(Stored items from a collection)
-*-*-
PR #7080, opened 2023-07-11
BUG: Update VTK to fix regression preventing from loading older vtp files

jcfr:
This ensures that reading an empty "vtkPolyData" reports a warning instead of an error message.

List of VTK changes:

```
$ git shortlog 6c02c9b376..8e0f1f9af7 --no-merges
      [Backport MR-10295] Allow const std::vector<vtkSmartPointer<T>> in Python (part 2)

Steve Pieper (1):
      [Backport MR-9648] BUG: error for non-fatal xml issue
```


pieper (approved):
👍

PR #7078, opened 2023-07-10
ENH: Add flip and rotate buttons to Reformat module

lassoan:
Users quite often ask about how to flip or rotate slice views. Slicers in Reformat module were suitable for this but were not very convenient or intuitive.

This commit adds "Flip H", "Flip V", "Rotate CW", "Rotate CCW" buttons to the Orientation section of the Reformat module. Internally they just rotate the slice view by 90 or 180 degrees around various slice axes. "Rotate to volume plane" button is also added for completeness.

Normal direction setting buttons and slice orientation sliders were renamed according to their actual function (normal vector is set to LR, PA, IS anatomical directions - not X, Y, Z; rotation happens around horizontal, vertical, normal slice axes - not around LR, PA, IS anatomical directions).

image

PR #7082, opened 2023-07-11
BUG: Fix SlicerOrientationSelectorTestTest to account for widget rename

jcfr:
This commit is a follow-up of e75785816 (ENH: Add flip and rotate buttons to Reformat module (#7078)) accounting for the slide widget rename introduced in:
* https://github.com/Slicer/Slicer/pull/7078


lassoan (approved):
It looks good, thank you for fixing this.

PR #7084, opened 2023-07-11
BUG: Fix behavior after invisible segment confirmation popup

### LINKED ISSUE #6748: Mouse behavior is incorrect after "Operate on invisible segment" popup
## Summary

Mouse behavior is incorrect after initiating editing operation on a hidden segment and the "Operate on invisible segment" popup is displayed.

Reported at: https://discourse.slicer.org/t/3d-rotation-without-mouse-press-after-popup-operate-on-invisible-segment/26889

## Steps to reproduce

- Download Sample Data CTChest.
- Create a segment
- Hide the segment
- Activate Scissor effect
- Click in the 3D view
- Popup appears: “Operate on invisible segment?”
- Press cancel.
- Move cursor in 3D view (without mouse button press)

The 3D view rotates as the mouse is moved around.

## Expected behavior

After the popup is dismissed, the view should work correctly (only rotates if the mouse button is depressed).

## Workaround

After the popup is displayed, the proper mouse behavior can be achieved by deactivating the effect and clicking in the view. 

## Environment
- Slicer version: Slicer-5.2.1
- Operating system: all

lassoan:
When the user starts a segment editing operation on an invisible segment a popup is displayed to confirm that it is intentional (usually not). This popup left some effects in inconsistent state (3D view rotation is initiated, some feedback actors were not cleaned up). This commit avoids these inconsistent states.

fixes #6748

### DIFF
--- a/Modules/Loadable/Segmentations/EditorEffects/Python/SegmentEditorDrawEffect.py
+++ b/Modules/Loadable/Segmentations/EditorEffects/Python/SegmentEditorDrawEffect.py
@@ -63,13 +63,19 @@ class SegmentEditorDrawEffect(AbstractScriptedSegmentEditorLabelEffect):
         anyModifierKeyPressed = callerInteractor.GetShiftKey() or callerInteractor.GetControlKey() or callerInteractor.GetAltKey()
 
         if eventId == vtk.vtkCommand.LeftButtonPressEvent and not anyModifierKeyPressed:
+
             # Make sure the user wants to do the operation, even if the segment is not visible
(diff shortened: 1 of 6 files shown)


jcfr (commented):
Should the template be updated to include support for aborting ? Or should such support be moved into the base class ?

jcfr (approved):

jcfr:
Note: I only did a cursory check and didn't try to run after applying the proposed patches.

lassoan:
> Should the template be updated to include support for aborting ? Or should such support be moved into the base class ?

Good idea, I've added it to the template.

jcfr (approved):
-*-*-
:: What to work on ::
Give back precisely the lines above that start at the line containing "PR #7078, opened 2023-07-10" and end at the line containing "BUG: Fix behavior", inclusive. No other lines belong in the output.

:: Task response ::
PR #7078, opened 2023-07-10
ENH: Add flip and rotate buttons to Reformat module

lassoan:
Users quite often ask about how to flip or rotate slice views. Slicers in Reformat module were suitable for this but were not very convenient or intuitive.

This commit adds "Flip H", "Flip V", "Rotate CW", "Rotate CCW" buttons to the Orientation section of the Reformat module. Internally they just rotate the slice view by 90 or 180 degrees around various slice axes. "Rotate to volume plane" button is also added for completeness.

Normal direction setting buttons and slice orientation sliders were renamed according to their actual function (normal vector is set to LR, PA, IS anatomical directions - not X, Y, Z; rotation happens around horizontal, vertical, normal slice axes - not around LR, PA, IS anatomical directions).

image

PR #7082, opened 2023-07-11
BUG: Fix SlicerOrientationSelectorTestTest to account for widget rename

jcfr:
This commit is a follow-up of e75785816 (ENH: Add flip and rotate buttons to Reformat module (#7078)) accounting for the slide widget rename introduced in:
* https://github.com/Slicer/Slicer/pull/7078


lassoan (approved):
It looks good, thank you for fixing this.

PR #7084, opened 2023-07-11
BUG: Fix behavior after invisible segment confirmation popup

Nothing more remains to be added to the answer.